- What is being asked -
The entries must be retyped exactly, down to the last line.

(Supplied material Opens)

PR #212, opened 2021-08-12
Add migration check support and update PG versions for upgrade_check [BF-597]

alexole:
* Added migration_check support to `service task-create` command
* Added command to check the status of a task - `service task-get`
* Updated list of supported PG versions for upgrade check (renamed target version parameter to match the style)

### DIFF
--- a/aiven/client/cli.py
+++ b/aiven/client/cli.py
@@ -2084,9 +2084,9 @@ ssl.truststore.type=JKS
         default="upgrade_check",
     )
     @arg(
-        "--target_version",
+        "--target-version",
         help="Upgrade target version",
-        choices=["9.5", "9.6", "10", "11"],
+        choices=["10", "11", "12", "13"],
     )
     @arg("--format", help="Format string for output, e.g. '{name} {retention_hours}'")
     @arg.json
--- a/aiven/client/cli.py
+++ b/aiven/client/cli.py
@@ -8,6 +8,7 @@ from aiven.client.cliarg import arg
 from aiven.client.speller import suggest
 from collections import Counter
 from decimal import Decimal
+from typing import Callable
 from urllib.parse import urlparse
 
 import errno
@@ -103,9 +104,20 @@ def optional_auth(fun):
     return fun
 
 
+if (sys.version_info.major, sys.version_info.minor) >= (3, 8):
+    from typing import Optional, Protocol
+
+    class ClientFactory(Protocol):  # pylint: disable=too-few-public-methods
+        def __call__(self, base_url: str, show_http: bool, request_timeout: Optional[int]):
+            ...
+else:
+    ClientFactory = Callable[..., client.AivenClient]
+
+
 class AivenCLI(argx.CommandLineTool):
-    def __init__(self):
+    def __init__(self, client_factory: ClientFactory = client.AivenClient):
         argx.CommandLineTool.__init__(self, "avn")
+        self.client_factory = client_factory
         self.client = None
         for plugin in PLUGINS:
             plugincli = plugin.ClientPlugin()
@@ -3828,7 +3840,7 @@ server_encryption_options:
             raise
 
     def pre_run(self, func):
-        self.client = client.AivenClient(
+        self.client = self.client_factory(
             base_url=self.args.url,
             show_http=self.args.show_http,
             request_timeout=self.args.request_timeout,
--- a/aiven/client/cli.py
+++ b/aiven/client/cli.py
@@ -2080,31 +2080,84 @@ ssl.truststore.type=JKS
     @arg(
         "--operation",
         help="Task operation",
-        choices=["upgrade_check"],
+        choices=["migration_check", "upgrade_check"],
         default="upgrade_check",
     )
     @arg(
         "--target-version",
         help="Upgrade target version",
         choices=["10", "11", "12", "13"],
+        required=False,
+    )
+    @arg(
+        "--source-service-uri",
+        help="Migration: source URI for migration",
+        required=False,
+    )
+    @arg(
+        "--ignore-dbs",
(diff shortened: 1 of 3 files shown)


kmichel-aiven (changes requested):
Code looks ok but tests are missing.

aiven/client/cli.py
```diff
@@ -2080,32 +2080,85 @@ def service__topic_get(self):
...
-        choices=["upgrade_check"],
+        choices=["migration_check", "upgrade_check"],
         default="upgrade_check",
     )
     @arg(
-        "--target_version",
+        "--target-version",
         help="Upgrade target version",
-        choices=["9.5", "9.6", "10", "11"],
+        choices=["10", "11", "12", "13"],
```
janw, line 2089: I'd prefer using `aiven.shared.magic.PG_VERSIONS` here to avoid a stale in-place list in the future

```suggestion
        choices=PG_VERSIONS[1:],
```

janw (changes requested):
~Single suggestion~, LGTM.

edit: Didn't realize what repo this was in :facepalm:

aiven/client/cli.py
jankatins, line 2089: Seems no one is upgrading via the cli :-)

tests/test_cli.py
```diff
@@ -107,3 +108,78 @@ def test_create_user_config():
...
+class MockResponse:  # pylint: disable=too-few-public-methods
+    def __init__(self, data, status_code):
+        self.data = data
+        self.status_code = status_code
+
+    def json(self):
+        return self.data
+
+
+def create_patched_cli():
```
jankatins, line 122: Maybe "authenticated_cli"?

alexole: good point, spend so much on this mocking issue, so haven't even thought about that

alexole: done @jankatins

tests/test_cli.py
```diff
@@ -107,3 +108,79 @@ def test_create_user_config():
...
     }
+
+
+class MockResponse:  # pylint: disable=too-few-public-methods
+    def __init__(self, data, status_code):
+        self.data = data
+        self.status_code = status_code
+
+    def json(self):
+        return self.data
```
jankatins, line 119: Is this class used at all? The below uses only `.json()`, so basically passes back the original dict.

tests/test_cli.py
```diff
@@ -107,3 +108,79 @@ def test_create_user_config():
...
+            "create_time": "2021-08-13T08:00:45Z",
+            "result": "",
+            "success": None,
+            "task_id": "79803598-d09a-44bf-ae2b-34aad942f4e8",
+            "task_type": "mysql_migration_check"
+        }
+    }
+
+    with mock.patch("aiven.client.client.AivenClient") as cli_client_mock:
+        cli_client_mock.return_value.create_service_task.return_value = MockResponse(task_create_response, 200).json()
```
jankatins, line 145: This is equivalent to `... = task_create_response`, isn't it?

(same for below)

alexole: I should have polished it :) Yeah, not mocking class not needed. Thanks!

tests/test_cli.py
alexole: Yeah, old code. :+1:

tests/test_cli.py
```diff
@@ -107,3 +108,69 @@ def test_create_user_config():
...
+        "task": {
+            "create_time": "2021-08-13T08:00:45Z",
+            "result": "",
+            "success": None,
+            "task_id": "79803598-d09a-44bf-ae2b-34aad942f4e8",
+            "task_type": "mysql_migration_check"
+        }
+    }
+
+    with mock.patch("aiven.client.client.AivenClient") as cli_client_mock:
```
kmichel-aiven, line 135: Instead of using `mock.patch` and import paths, it would be less brittle to edit that part:
https://github.com/aiven/aiven-client/blob/1760ebfc970c00aa634db151d779165c5469f35e/aiven/client/cli.py#L106-L109
to add a `client_class = AivenClient` parameter to the init, and use it later to create the client.
this way a custom client can be injected when creating the `AivenCLI` instance in the `authenticated_cli` fixture.

jankatins (dismissed):
LGTM

tests/test_cli.py
jankatins: So basically the fixture would set `cli.client_class = Mock()` and then change the tests:

```diff
- cli_client_mock.return_value.get_service_task.return_value = task_get_response
+authenticated_cle.client_class.return_value.get_service_task.return_value = task_get_response
```
?

Looks a bit ugly, but returning a tuple `(authenticated_cli, client_mock)` looks just as ugly :-(

alexole: Frankly speaking, I don't see why mocking of client is not appropriate here. I doubt adding `AivenClient` as a parameter is justifiable here, also how will it make tests less brittle? Can you give an example please? @kmichel-aiven

kmichel-aiven: Example here : https://github.com/aiven/aiven-client/commit/7eb65a07d28111f305ac61d90bf4a3e9b3db91fb

All variants I've tried have some degrees of ugliness, most of it caused by `argx.CommandLineTool.run` doing a lot of stuff all at once, I still think it's a first step toward making AivenCLI easier to test, and tested.

alexole: Alright, I wouldn't say it look beautiful now, I'd prefer patching instead, but at this point I really don't mind. Will change as you suggest.

jankatins (approved):
LGMT, will leave the final review/merge to @kmichel-aiven

kmichel-aiven (approved):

(Supplied material Closes)

- The answer -
PR #212, opened 2021-08-12
Add migration check support and update PG versions for upgrade_check [BF-597]

alexole:
* Added migration_check support to `service task-create` command
* Added command to check the status of a task - `service task-get`
* Updated list of supported PG versions for upgrade check (renamed target version parameter to match the style)

### DIFF
--- a/aiven/client/cli.py
+++ b/aiven/client/cli.py
@@ -2084,9 +2084,9 @@ ssl.truststore.type=JKS
         default="upgrade_check",
     )
     @arg(
-        "--target_version",
+        "--target-version",
         help="Upgrade target version",
-        choices=["9.5", "9.6", "10", "11"],
+        choices=["10", "11", "12", "13"],
     )
     @arg("--format", help="Format string for output, e.g. '{name} {retention_hours}'")
     @arg.json
--- a/aiven/client/cli.py
+++ b/aiven/client/cli.py
@@ -8,6 +8,7 @@ from aiven.client.cliarg import arg
 from aiven.client.speller import suggest
 from collections import Counter
 from decimal import Decimal
+from typing import Callable
 from urllib.parse import urlparse
 
 import errno
@@ -103,9 +104,20 @@ def optional_auth(fun):
     return fun
 
 
+if (sys.version_info.major, sys.version_info.minor) >= (3, 8):
+    from typing import Optional, Protocol
+
+    class ClientFactory(Protocol):  # pylint: disable=too-few-public-methods
+        def __call__(self, base_url: str, show_http: bool, request_timeout: Optional[int]):
+            ...
+else:
+    ClientFactory = Callable[..., client.AivenClient]
+
+
 class AivenCLI(argx.CommandLineTool):
-    def __init__(self):
+    def __init__(self, client_factory: ClientFactory = client.AivenClient):
         argx.CommandLineTool.__init__(self, "avn")
+        self.client_factory = client_factory
         self.client = None
         for plugin in PLUGINS:
             plugincli = plugin.ClientPlugin()
@@ -3828,7 +3840,7 @@ server_encryption_options:
             raise
 
     def pre_run(self, func):
-        self.client = client.AivenClient(
+        self.client = self.client_factory(
             base_url=self.args.url,
             show_http=self.args.show_http,
             request_timeout=self.args.request_timeout,
--- a/aiven/client/cli.py
+++ b/aiven/client/cli.py
@@ -2080,31 +2080,84 @@ ssl.truststore.type=JKS
     @arg(
         "--operation",
         help="Task operation",
-        choices=["upgrade_check"],
+        choices=["migration_check", "upgrade_check"],
         default="upgrade_check",
     )
     @arg(
         "--target-version",
         help="Upgrade target version",
         choices=["10", "11", "12", "13"],
+        required=False,
+    )
+    @arg(
+        "--source-service-uri",
+        help="Migration: source URI for migration",
+        required=False,
+    )
+    @arg(
+        "--ignore-dbs",
(diff shortened: 1 of 3 files shown)


kmichel-aiven (changes requested):
Code looks ok but tests are missing.

aiven/client/cli.py
```diff
@@ -2080,32 +2080,85 @@ def service__topic_get(self):
...
-        choices=["upgrade_check"],
+        choices=["migration_check", "upgrade_check"],
         default="upgrade_check",
     )
     @arg(
-        "--target_version",
+        "--target-version",
         help="Upgrade target version",
-        choices=["9.5", "9.6", "10", "11"],
+        choices=["10", "11", "12", "13"],
```
janw, line 2089: I'd prefer using `aiven.shared.magic.PG_VERSIONS` here to avoid a stale in-place list in the future

```suggestion
        choices=PG_VERSIONS[1:],
```

janw (changes requested):
~Single suggestion~, LGTM.

edit: Didn't realize what repo this was in :facepalm:

aiven/client/cli.py
jankatins, line 2089: Seems no one is upgrading via the cli :-)

tests/test_cli.py
```diff
@@ -107,3 +108,78 @@ def test_create_user_config():
...
+class MockResponse:  # pylint: disable=too-few-public-methods
+    def __init__(self, data, status_code):
+        self.data = data
+        self.status_code = status_code
+
+    def json(self):
+        return self.data
+
+
+def create_patched_cli():
```
jankatins, line 122: Maybe "authenticated_cli"?

alexole: good point, spend so much on this mocking issue, so haven't even thought about that

alexole: done @jankatins

tests/test_cli.py
```diff
@@ -107,3 +108,79 @@ def test_create_user_config():
...
     }
+
+
+class MockResponse:  # pylint: disable=too-few-public-methods
+    def __init__(self, data, status_code):
+        self.data = data
+        self.status_code = status_code
+
+    def json(self):
+        return self.data
```
jankatins, line 119: Is this class used at all? The below uses only `.json()`, so basically passes back the original dict.

tests/test_cli.py
```diff
@@ -107,3 +108,79 @@ def test_create_user_config():
...
+            "create_time": "2021-08-13T08:00:45Z",
+            "result": "",
+            "success": None,
+            "task_id": "79803598-d09a-44bf-ae2b-34aad942f4e8",
+            "task_type": "mysql_migration_check"
+        }
+    }
+
+    with mock.patch("aiven.client.client.AivenClient") as cli_client_mock:
+        cli_client_mock.return_value.create_service_task.return_value = MockResponse(task_create_response, 200).json()
```
jankatins, line 145: This is equivalent to `... = task_create_response`, isn't it?

(same for below)

alexole: I should have polished it :) Yeah, not mocking class not needed. Thanks!

tests/test_cli.py
alexole: Yeah, old code. :+1:

tests/test_cli.py
```diff
@@ -107,3 +108,69 @@ def test_create_user_config():
...
+        "task": {
+            "create_time": "2021-08-13T08:00:45Z",
+            "result": "",
+            "success": None,
+            "task_id": "79803598-d09a-44bf-ae2b-34aad942f4e8",
+            "task_type": "mysql_migration_check"
+        }
+    }
+
+    with mock.patch("aiven.client.client.AivenClient") as cli_client_mock:
```
kmichel-aiven, line 135: Instead of using `mock.patch` and import paths, it would be less brittle to edit that part:
https://github.com/aiven/aiven-client/blob/1760ebfc970c00aa634db151d779165c5469f35e/aiven/client/cli.py#L106-L109
to add a `client_class = AivenClient` parameter to the init, and use it later to create the client.
this way a custom client can be injected when creating the `AivenCLI` instance in the `authenticated_cli` fixture.

jankatins (dismissed):
LGTM

tests/test_cli.py
jankatins: So basically the fixture would set `cli.client_class = Mock()` and then change the tests:

```diff
- cli_client_mock.return_value.get_service_task.return_value = task_get_response
+authenticated_cle.client_class.return_value.get_service_task.return_value = task_get_response
```
?

Looks a bit ugly, but returning a tuple `(authenticated_cli, client_mock)` looks just as ugly :-(

alexole: Frankly speaking, I don't see why mocking of client is not appropriate here. I doubt adding `AivenClient` as a parameter is justifiable here, also how will it make tests less brittle? Can you give an example please? @kmichel-aiven

kmichel-aiven: Example here : https://github.com/aiven/aiven-client/commit/7eb65a07d28111f305ac61d90bf4a3e9b3db91fb

All variants I've tried have some degrees of ugliness, most of it caused by `argx.CommandLineTool.run` doing a lot of stuff all at once, I still think it's a first step toward making AivenCLI easier to test, and tested.

alexole: Alright, I wouldn't say it look beautiful now, I'd prefer patching instead, but at this point I really don't mind. Will change as you suggest.

jankatins (approved):
LGMT, will leave the final review/merge to @kmichel-aiven

kmichel-aiven (approved):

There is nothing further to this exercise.